Posted Friday 28th April 2023
In the context of a company acquisition, restrictive covenants can be extremely important for the buyer. These restrictive covenants can help to protect the buyer’s investment in the business by preventing key employees from leaving and taking valuable knowledge or clients with them.
When a company is acquired, the acquiring company is essentially buying the existing business and all of its assets, including its employees. These employees often have valuable knowledge, skills, and relationships with clients and customers that the acquiring company wants to preserve.
Employee restrictive covenants can help to protect the acquiring company’s investment by preventing key employees from leaving and taking valuable knowledge or clients with them. For example, a non-competition clause can prevent a key employee from leaving and immediately working for a competitor, which could cause significant harm to the acquiring company’s business.

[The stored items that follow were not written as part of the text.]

PR #2540, opened 2023-07-13
Add `unsafe{From,To}Active{Low,High}`

martijnbastiaan:
## Still TODO:

  - [x] Update references
  - [x] Add `unsafeToActive{Low,High}`
  - [x] Change deprecation message to indicate _when_ the old functions get removed

### DIFF
--- a/clash-prelude/src/Clash/Signal/Internal.hs
+++ b/clash-prelude/src/Clash/Signal/Internal.hs
@@ -95,10 +95,10 @@ module Clash.Signal.Internal
   , Reset(..)
   , unsafeToReset
   , unsafeFromReset
-  , unsafeToHighPolarity
-  , unsafeToLowPolarity
-  , unsafeFromHighPolarity
-  , unsafeFromLowPolarity
+  , unsafeToActiveHigh
+  , unsafeToActiveLow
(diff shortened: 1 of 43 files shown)


clash-prelude/src/Clash/Signal/Internal.hs
```diff
@@ -1128,16 +1134,33 @@ resetPolarityProxy _proxy =
...
+-- loops. In case of synchronous resets it can lead to
+-- <Clash-Explicit-Signal.html#metastability meta-stability> in the presence of
+-- asynchronous resets.
+unsafeToHighPolarity
+  :: forall dom
+   . KnownDomain dom
+  => Reset dom
+  -> Signal dom Bool
+unsafeToHighPolarity = unsafeToActiveHigh
+{-# DEPRECATED unsafeToHighPolarity "Use 'unsafeToActiveHigh' instead. This function will be removed in Clash 1.12." #-}
```
DigitalBrains1, line 1163: I think `INLINE unsafeToHighPolarity` is redundant, but if you do add it you don't need to think, it'll just inline for sure.

leonschoorl (approved):
:heart: the new names, always thought the polarity terminology was odd

PR #2544, opened 2023-07-14
Make three reset glitch filter variants

DigitalBrains1:
The existing code for `resetGlitchFilter` was wrong: the `error` on domains with unknown initial values rendered as an X value in HDL instead of throwing an error.

The new `unsafeResetGlitchFilter` allows to sidestep the restriction if the user is sure this works for them.

The new `resetGlitchFilterWithReset` is the better solution for domains with unknown initial values, relying on an additional power-on reset for which assertion glitches don't occur.

Both `resetSynchronizer` and `resetGlitchFilter` no longer carry a `NOINLINE`/`OPAQUE` annotation. The only reason they had one was for nicer port/signal names, there was no technical reason to put them in a separate HDL file. Furthermore, somehow the names for `resetSynchronizer` were not nice anyway, it would need `-fno-do-lambda-eta-expansion` to work correctly.

## Still TODO:

  - [x] Use new constraints #2539 will introduce

### DIFF
--- a/clash-prelude/src/Clash/Explicit/Reset.hs
+++ b/clash-prelude/src/Clash/Explicit/Reset.hs
@@ -10,6 +10,8 @@ Utilities to deal with resets.
 {-# LANGUAGE CPP #-}
 {-# LANGUAGE DeriveAnyClass #-}
 {-# LANGUAGE FlexibleInstances #-}
+{-# LANGUAGE MagicHash #-}
+{-# LANGUAGE QuasiQuotes #-}
 {-# LANGUAGE TypeFamilies #-}
 
 {-# OPTIONS_GHC -fplugin=GHC.TypeLits.Normalise #-}
@@ -19,6 +21,8 @@ module Clash.Explicit.Reset
   ( -- Defined in this module
     resetSynchronizer
   , resetGlitchFilter
+  , resetGlitchFilterWithReset
+  , unsafeResetGlitchFilter
   , holdReset
   , convertReset
   , noReset
@@ -48,14 +52,14 @@ module Clash.Explicit.Reset
 import           Data.Type.Equality ((:~:)(Refl))
 
 import           Clash.Class.Num (satSucc, SaturationMode(SatBound))
-import           Clash.Explicit.Moore
 import           Clash.Explicit.Signal
+import           Clash.Explicit.Synchronizer (dualFlipFlopSynchronizer)
 import           Clash.Promoted.Nat
 import           Clash.Signal.Internal
 import           Clash.Sized.Index (Index)
 
 import           GHC.Stack (HasCallStack)
-import           GHC.TypeLits (type (+))
+import           GHC.TypeLits (type (+), type (<=))
 
 {- $setup
 >>> import Clash.Explicit.Prelude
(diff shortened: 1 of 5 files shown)


DigitalBrains1:
Review comments on the user documentation are particularly welcome.

There's a circumstance I thought of that I found no good way to put into the documentation. In `unsafeResetGlitchFilter`, about the period when it is still unasserted. I don't know how realistic it is, but during power-on the clock might not have stabilised. It might violate timing requirements if it is pulsing faster than the stable clock rate, which might mess up the Mealy machine in the reset glitch filter, potentially increasing the number of clock cycles spent unasserted. Then again, once the clock is stable, the amount of cycles will not exceed 2 * glitchlessPeriod. Perhaps it is understood that you don't start counting until the clock is stable. Or I'm just thinking too much about it.


Finally, this PR should probably wait for the [discussed changes](https://github.com/clash-lang/clash-compiler/pull/2539#discussion_r1263841356) in #2539.

DigitalBrains1:
The build failure due to a dependency loop would be solved by adding the constraint from #2539, which gets rid of `clashCompileError` in `resetGlitchFilter`, which is responsible for the dependency loop.

clash-prelude/src/Clash/Explicit/Reset.hs
```diff
@@ -180,23 +184,96 @@ resetSynchronizer clk rst = rstOut
...
 -- === __Example 1__
 -- >>> let sampleResetN n = sampleN n . unsafeToActiveHigh
 -- >>> let resetFromList = unsafeFromActiveHigh . fromList
 -- >>> let rst = resetFromList [True, True, False, False, True, False, False, True, True, False, True, True]
 -- >>> sampleResetN 12 (resetGlitchFilter d2 systemClockGen rst)
 -- [True,True,True,True,False,False,False,False,False,True,True,True]
+resetGlitchFilter =
+  case initBehavior @dom of
+    SDefined -> unsafeResetGlitchFilter
+    SUnknown -> error errMsg
```
christiaanb, line 228: Perhaps use `clashCompileError` so HDL generation stops properly?

clash-prelude/src/Clash/Explicit/Reset.hs
```diff
@@ -206,31 +283,43 @@ resetGlitchFilter
...
-  noReset :: Reset dom
-  noReset = unsafeToReset (pure (not asserted))
-
   asserted :: Bool
   asserted =
     case resetPolarity @dom of
       SActiveHigh -> True
       SActiveLow -> False
--- See: https://github.com/clash-lang/clash-compiler/pull/2511
-{-# CLASH_OPAQUE resetGlitchFilter #-} -- Give reset glitch filter its own HDL file
```
christiaanb, line 233: Why don't we want this any longer?

clash-prelude/src/Clash/Explicit/Reset.hs
```diff
@@ -180,23 +184,96 @@ resetSynchronizer clk rst = rstOut
 -- See: https://github.com/clash-lang/clash-compiler/pull/2511
 {-# CLASH_OPAQUE resetSynchronizer #-} -- Give reset synchronizer its own HDL file
 
+resetGlitchFilter, unsafeResetGlitchFilter
+  :: forall dom glitchlessPeriod n
+   . ( HasCallStack
+     , KnownDomain dom
+     , glitchlessPeriod ~ (n + 1) )
```
christiaanb, line 191: Why do we do this instead of `1 <= glitchlessPeriod` ?

clash-prelude/src/Clash/Explicit/Reset.hs
christiaanb: Ah, I only read the comment you made last week just now. You can disregard this question.

DigitalBrains1: Quote from above:
> [edit]
I temporarily changed the clashCompileError to error so we can look at, for example, the generated Haddock. This term-level treatment will be replaced by a type-level treatment introduced in https://github.com/clash-lang/clash-compiler/pull/2539 anyway.
[/edit]

;-)

clash-prelude/src/Clash/Explicit/Reset.hs
DigitalBrains1: I asked Martijn why he did this and he said it was just for nicer signal/port names for the filter. You expressed your disapproval about that a while back.

But it should have been mentioned in the commit message, I'll add it.

clash-prelude/src/Clash/Explicit/Reset.hs
DigitalBrains1: I don't know. @martijnbastiaan ?

martijnbastiaan: I think it used to be expressed in terms of `Vec` functions - and `Foldable (Vec n a)` imposes this constraint.

christiaanb: The constraint on Foldable got changed to `1 <= n` in version 0.99 while the `resetGlitchFilter` was introduced in version 1.4.

martijnbastiaan: Ah misread. Dunno in that case. Do we still need this constraint at all?

DigitalBrains1: No, let's drop it. While it makes no sense to filter for a minimum of 0 cycles, it will actually achieve that with the current implementation (unless I'm being really dense), so let's not add unneeded constraints.

DigitalBrains1: Hmmm no, we'd need to test it to see if it works because I am apparently really dense. For instance, `maxBound :: Index 0` is `XException`. And what is `Eq (Index 0)`? There's no concrete value for `Index 0`, it's not even a singleton, it's an empty set.

martijnbastiaan (approved):

clash-prelude/src/Clash/Explicit/Reset.hs
```diff
@@ -225,45 +229,164 @@ resetSynchronizer clk rst = rstOut
...
+-- but by doing so it is possible that the design starts up with a period of up
+-- to /2 * glitchlessPeriod/ clock cycles where the reset output is unasserted
+-- (or longer in the case of glitches on the filtered reset input). This can
+-- cause a number of problems. The outputs\/tri-states of the design might
+-- output random things, including coherent but incorrect streams of data. This
+-- might have grave repercussions in the design's environment (sending network
+-- packets, overwriting non-volatile memory, in extreme cases destroying
+-- controlled equipment or causing harm to living beings, ...).
+--
+-- Without initial values, the synthesized result of @unsafeResetGlitchFilter@
```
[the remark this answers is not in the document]
DigitalBrains1: So `'f'` creates a link to the documentation of `f`. Why would you want a link to the documentation of `f` _when you're reading the documentation of `f`_? I admit I actually like the blue color of the link, but the link itself borders on ridiculous. But if you'd rather link a lot, I can change it.

clash-prelude/src/Clash/Explicit/Reset.hs
```diff
@@ -225,45 +229,164 @@ resetSynchronizer clk rst = rstOut
...
+-- assert, and after the power-on reset deasserts, the reset output will stay
+-- asserted for another /glitchlessPeriod/ clock cycles. This is identical
+-- behavior to 'holdReset' where it concerns the power-on reset, and differs
+-- from the filtered reset, which will only cause an assertion after
+-- /glitchlessPeriod/ cycles.
+--
+-- If @resetGlitchFilterWithReset@ is used in a domain with asynchronous resets
+-- ('Asynchronous'), @resetGlitchFilterWithReset@ will first synchronize the
+-- reset input with 'dualFlipFlopSynchronizer'.
+resetGlitchFilterWithReset
```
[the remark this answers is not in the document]
DigitalBrains1: I think I like `WithReset` better even though it's rather strange. Especially because our rules on letter case make it sound like cut pork (the _k_'s been cut :-P).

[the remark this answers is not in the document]
martijnbastiaan: Cool :)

Restrictive covenants are also significant in company acquisitions because they can help to ensure that the target retains its value. If key employees are allowed to leave and take valuable knowledge or clients with them, the target may lose its competitive edge and its value may decline.
In determining whether to amend or redraft restrictive covenants immediately prior to or post acquisition, there are two fundamental considerations. Firstly, any change to the restrictive covenants would constitute a variation of the employment contract. The employer would therefore have to ensure that adequate consideration (whether this be a financial award or particular benefit) is offered for the introduction of new or amended restrictive covenants. The consideration given may be of nominal value but some courts have however looked to the value of consideration in determining the enforceability of restrictive covenants.
Secondly, when redrafting restrictive covenants, consideration should be given to the heads of legitimate interests of the employer, namely trade relations, confidentiality and trade secrets and stability of the workforce. Restrictive covenants should be tailored specifically to protect the interests of the employer and should also be tailored so as to include restrictions for specific employees. A one size fits all approach will not, in the majority of cases, provide the employer with sufficient cover to protect its legitimate business interests and also reduces the likelihood of enforceability.
This article is for reference purposes only. It does not constitute legal advice and should not be relied upon as such. Specific legal advice about your specific circumstances should always be sought separately before taking or deciding not to take any action.